Maybe in the future I’ll try more multi-threaded decoders but for now even one decoder is enough, especially such practical one. Still, I need to find something more interesting to do.

Further Cinepak experiments

June 5th, 2023

For having nothing better to do I kept experimenting with Cinepak encoder.

I considered implementing some variant of codebook decomposition scheme suggested by Tomas in the comments to the previous post but I’m still not sure if I should bother even if it looks promising. So I tried the old thresholds-based scheme instead.

And what do you know, it speeds things up considerably: my usual test sample gets encoded in 27-35 seconds (depending on thresholds) instead of 44 seconds in the usual mode. But since I don’t know what would be good thresholds I did the opposite and added a refinement mode: after deciding which codebook to use for which block I re-generate codebook using only those blocks that belong to it. Of course it increases processing time, for example that file it takes 75 seconds to encode with refinement—which is still 70% more time but still less than double (for comparison, in full ELBG mode it’s an increase from about 160 seconds to 270 seconds).

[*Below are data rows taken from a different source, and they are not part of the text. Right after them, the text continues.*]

PR #3601, opened 2024-01-02
Run variant on batch

jonathanmetzman:
Run variant on batch again.
Fix issue with subnetworks.

### DIFF
--- a/src/clusterfuzz/_internal/google_cloud_utils/batch.py
+++ b/src/clusterfuzz/_internal/google_cloud_utils/batch.py
@@ -131,17 +131,27 @@ def _get_task_spec(batch_workload_spec):
 
 def _get_allocation_policy(spec):
   """Returns the allocation policy for a BatchWorkloadSpec."""
-  instance_policy = batch.AllocationPolicy.InstancePolicy()
   disk = batch.AllocationPolicy.Disk()
   disk.image = 'batch-cos'
   disk.size_gb = spec.disk_size_gb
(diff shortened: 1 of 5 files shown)


src/clusterfuzz/_internal/google_cloud_utils/batch.py
```diff
@@ -131,17 +131,33 @@ def _get_task_spec(batch_workload_spec):
...
   disk.type = spec.disk_type
+  instance_policy = batch.AllocationPolicy.InstancePolicy()
   instance_policy.boot_disk = disk
   instance_policy.machine_type = spec.machine_type
   instances = batch.AllocationPolicy.InstancePolicyOrTemplate()
   instances.policy = instance_policy
+
+  # Don't use external ip addresses which use quota, cost money, and are
+  # unnecessary.
+  network_interface = batch.AllocationPolicy.NetworkInterface()
```
oliverchang, line 146: I think for Chromium we kept them because some testcases may need to access the external internet?

oliverchang (commented):
LGTM

src/clusterfuzz/_internal/google_cloud_utils/batch.py
jonathanmetzman: Hmmm...well I'll have to reopen my quota request :-(

I thought not having external ip means no one can access your bot from external networks, but you can still can reach the internet through a NAT (like a home router).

So by rough estimate selecting only relevant blocks for codebook generation shaves 20-40% off the encoding time. And splitting data into partitions and generating a codebook by parts made the process about three times faster. I suspect that with a proper approach to clustering vector quantisation can be made two-three times faster but I don’t think I want to experiment with that. I should call it a day and move to something else instead.

Quick experiments with Cinepak encoder vector quantisation

June 3rd, 2023

Out of curiosity I decided to check how partitioning input before creating a codebook affects encoding speed. So I’ve added a mode to Cinepak encoder that partitions vectors by luma variance and creates a part of common codebook just for them. The other two modes are median cut (the simplest one but also with mediocre output) and ELBG (that uses median cut to create the initial codebook—also if it’s not full that means we have all possible entries and do not need to perform ELBG at all).

Here are rough results on encoding several different files (and using different number of strips): median cut worked for 11-14 seconds, ELBG took 110-160 seconds, new mode (I decided to call it fast) takes 43-62 seconds. I think even such approximate numbers speak for themselves. Also there’s an interesting side effect: because of the partitioning it tends to produce smaller codebooks overall.

And while we’re speaking about quantisation results, here’s the first frame of waterfall sample encoded in different modes:

median cut

fast

full ELBG

As you can see, median cut produces not so good images but maybe those artefacts will make people think about the original Cinepak more. Fast mode is much nicer but it still has some artefacts (just look at the left edge of the waterfall) but if you don’t pay too much attention it’s not much worse than full ELBG.

Are there ways to improve it even further? Definitely. For starters, the original encoder exploits the previous codebook to create a new one while my encoder always generates a new codebook from scratch (in theory I can skip median cut stage for inter strips but I suspect that ELBG will work much longer in this case). The second way is to fasten up the ELBG itself. From what I could see it spends most of the time determining to which cluster each of the points belong. By having some smarter structure (something like k-d tree and some caching to skip recalculating certain clusters altogether) it should be possible to speed it up in several times. Unfortunately in this case I value clarity more so I’ll leave it as is.

P.S. I may also try to see how using thresholds and block variance to decide its coding mode affects the speed and quality (as in this case we first decide how to code blocks and then form codebooks for them instead of forming codebooks first and then deciding which mode suits the current block better; and in this case we’ll have smaller sets to make codebooks from too). But I may do something different instead. Or nothing at all.